▸ **The problem**
Retrieve every line of the data holding the word "consensus".

▸ **The data**
------------------------------

PR #373, opened 2025-06-13
New chain cache nonfinalized state

AloeareV:

PR #396, opened 2025-06-24
Update chain index types.

idky137:
Updates the chain index types.

### DIFF
--- a/zaino-state/src/chain_index/types.rs
+++ b/zaino-state/src/chain_index/types.rs
@@ -182,8 +182,6 @@ impl TryFrom<zcash_protocol::consensus::BlockHeight> for Height {
 pub struct Index(pub u32);
 
 /// 20-byte hash (RIPEMD-160 or Blake2b-160) of a transparent output script.
-///
-/// DCBOR encoding: raw 20-byte byte-string wrapped with tag 74244.
 #[derive(Clone, Copy, Debug, PartialEq, Eq, Hash, PartialOrd, Ord)]
 #[cfg_attr(test, derive(serde::Serialize, serde::Deserialize))]
 pub struct AddrScript([u8; 20]);
@@ -242,9 +240,6 @@ impl From<AddrScript> for [u8; 20] {
 }
 
 /// Reference to a spent transparent UTXO.
-///
-/// DCBOR encoding (tag 74243):  
-/// `[ <byte-string 32>, <uint32> ]`
 #[derive(Clone, Copy, Debug, PartialEq, Eq, Hash, PartialOrd, Ord)]
 #[cfg_attr(test, derive(serde::Serialize, serde::Deserialize))]
 pub struct Outpoint {
@@ -565,9 +560,6 @@ impl<'a> TryFrom<&'a [u8]> for EquihashSolution {
 
 /// Pair of commitment-tree roots and their corresponding leaf counts
 /// after the current block has been applied.
-///
-/// *tag 74248*  
-/// `[ CommitmentTreeRoots, CommitmentTreeSizes ]`
 #[derive(Clone, Copy, Debug, PartialEq, Eq)]
 #[cfg_attr(test, derive(serde::Serialize, serde::Deserialize))]
 pub struct CommitmentTreeData {
@@ -1376,9 +1368,6 @@ impl CompactSaplingOutput {
 }
 
 /// Compact summary of all shielded activity in a transaction.
-///
-/// *Encoding*  
-/// `[ sapling_value | null, orchard_value | null, SaplingCompactTx, Vec<CompactOrchardAction> ]`
 #[derive(Clone, Debug, PartialEq, Eq)]
 #[cfg_attr(test, derive(serde::Serialize, serde::Deserialize))]
 pub struct OrchardCompactTx {
--- a/zaino-state/src/chain_index/types.rs
+++ b/zaino-state/src/chain_index/types.rs
@@ -517,7 +517,8 @@ pub enum EquihashSolution {
     #[cfg_attr(test, serde(with = "serde_arrays::fixed_1344"))]
     Standard([u8; 1344]),
     /// 48-5 solution (regtest).
-    Regtest([u8; 32]),
+    #[cfg_attr(test, serde(with = "serde_arrays::fixed_36"))]
+    Regtest([u8; 36]),
 }
 
 impl EquihashSolution {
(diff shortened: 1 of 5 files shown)


zaino-state/src/chain_index/types.rs
```diff
@@ -790,15 +399,16 @@ pub struct BlockData {
...
+    /// - < V4: [`hashFinalSaplingRoot`] - Sapling note commitment tree root.
+    /// - => V4: [`hashBlockCommitments`] - digest over hashLightClientRoot and hashAuthDataRoot.``
+    block_commitments: [u8; 32],
     /// Compact difficulty target used for proof-of-work and difficulty calculation.
     bits: u32,
+    /// Equihash nonse.
+    nonse: [u8; 32],
+    /// Equihash solution
+    #[cfg_attr(test, serde(with = "serde_arrays::fixed_1344"))]
+    solution: [u8; 1344],
```
AloeareV: This is only 1344 bytes on Mainnet and Testnet! On (default) regtest, it is 36.

AloeareV: I have enumed it in #373

idky137: Hey I couldnt see the enum you added in #373. I have added  an `EquihashSolution` enum in [c2fc80b](https://github.com/zingolabs/zaino/pull/396/commits/c2fc80be3f6ee4771210ab48c2f5b852e7c0b7f0) to fix this issue, if you want this implemented differently I am happy to update this code!

AloeareV: This one looks great!

AloeareV: Well, except that it isn't `32` bytes, but `36`

idky137: Ah thanks for catching this!

idky137: fixed in [3bcf278](https://github.com/zingolabs/zaino/pull/396/commits/3bcf27885d348d9d51889ab6a6ee2054fd7e7f7d)

AloeareV (approved):

zaino-state/src/chain_index/types.rs
```diff
@@ -790,15 +394,15 @@ pub struct BlockData {
...
-    ///
-    /// [`hashAuthDataRoot`]
-    auth_data_root: [u8; 32],
-    /// Roots of the Sapling and Orchard note-commitment trees (for shielded tx verification).
-    commitment_tree_roots: CommitmentTreeRoots,
-    /// Number of leaves in Sapling/Orchard note commitment trees at this block.
-    commitment_tree_size: CommitmentTreeSizes,
+    /// - < V4: [`hashFinalSaplingRoot`] - Sapling note commitment tree root.
+    /// - => V4: [`hashBlockCommitments`] - digest over hashLightClientRoot and hashAuthDataRoot.``
+    block_commitments: [u8; 32],
```
AloeareV, line 399: I find this name confusing. Not sure what else to call it, though, so non-blocking.

AloeareV (approved):

zaino-state/src/chain_index/types.rs
```diff
@@ -645,58 +173,157 @@ impl TryFrom<zcash_protocol::consensus::BlockHeight> for Height {
...
-        Self::from_tagged_cbor(cbor)
+impl FromHex for AddrScript {
+    type Error = <[u8; 20] as FromHex>::Error;
+    fn from_hex<T: AsRef<[u8]>>(hex: T) -> Result<Self, Self::Error> {
+        Ok(Self(<[u8; 20]>::from_hex(hex)?))
     }
 }
 
-/// Numerical index of subtree / shard roots.
+impl From<[u8; 20]> for AddrScript {
```
nuttycom, line 231: The existence of this impl makes the global assertion that every 20 byte value is a valid `AddrScript`; I would prefer a constructor method like `AddrScript::from_bytes` that documents validity constraints.

zaino-state/src/chain_index/types.rs
nuttycom: The documentation on this field is incorrect; version 4 is the _only_ supported version for Zcash blocks. The semantics of this field change based upon the network upgrade, and those semantics should be documented here.

zaino-state/src/chain_index/types.rs
```diff
@@ -808,19 +412,19 @@ impl BlockData {
         version: u32,
         time: i64,
         merkle_root: [u8; 32],
-        auth_data_root: [u8; 32],
-        commitment_tree_roots: CommitmentTreeRoots,
-        commitment_tree_size: CommitmentTreeSizes,
+        block_commitments: [u8; 32],
         bits: u32,
+        nonse: [u8; 32],
```
nuttycom, line 417: nit: This is usually spelled `nonce`

zaino-state/src/chain_index/types.rs
```diff
@@ -901,64 +495,93 @@ impl BlockData {
         }
         result
     }
+
+    /// Returns Equihash Nonse.
+    pub fn nonse(&self) -> [u8; 32] {
+        self.nonse
+    }
```
nuttycom, line 502: `nonce`

zaino-state/src/chain_index/types.rs
```diff
@@ -989,135 +612,312 @@ impl CommitmentTreeRoots {
...
+/// Provides efficient indexing for blockchain state queries and updates.
+#[derive(Clone, Debug, PartialEq, Eq)]
+#[cfg_attr(test, derive(serde::Serialize, serde::Deserialize))]
+pub struct ChainBlock {
+    /// Metadata and indexing information for this block.
+    index: BlockIndex,
+    /// Essential header and metadata information for the block.
+    data: BlockData,
+    /// Compact representations of transactions in this block.
+    tx: Vec<CompactTxData>,
```
nuttycom, line 652: Does it make sense to fix this to compact data only? I would expect that the compact block cache would separate; is it intended that `to_compact_block` is only invoked once for each `ChainBlock` value? The conversion to protobuf encoding is relatively costly, so I assume that it's not going to be done on the fly.

zaino-state/src/chain_index/types.rs
```diff
@@ -989,135 +612,312 @@ impl CommitmentTreeRoots {
...
+/// - Final sapling root:
+///  - Must be fetched from separate RPC.
+/// - Final orchard root:
+///  - Must be fetched from separate RPC.
+/// - parent_block_sapling_tree_size:
+///   - Used to calculate sapling tree size.
+/// - parent_block_orchard_tree_size:
+///   - Used to calculate sapling tree size.
+impl
+    TryFrom<(
```
nuttycom, line 767: This is a very weird `TryFrom`, using a giant tuple like this; I think it would be much better to have a `ChainBlock::from_block` method.

zaino-state/src/chain_index/types.rs
nuttycom, line 1: Overall, these types still seem excessively tied to the compact data representation, although changing that may be a subject for a different PR.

------------------------------

▸ **Result**
@@ -182,8 +182,6 @@ impl TryFrom<zcash_protocol::consensus::BlockHeight> for Height {
@@ -645,58 +173,157 @@ impl TryFrom<zcash_protocol::consensus::BlockHeight> for Height {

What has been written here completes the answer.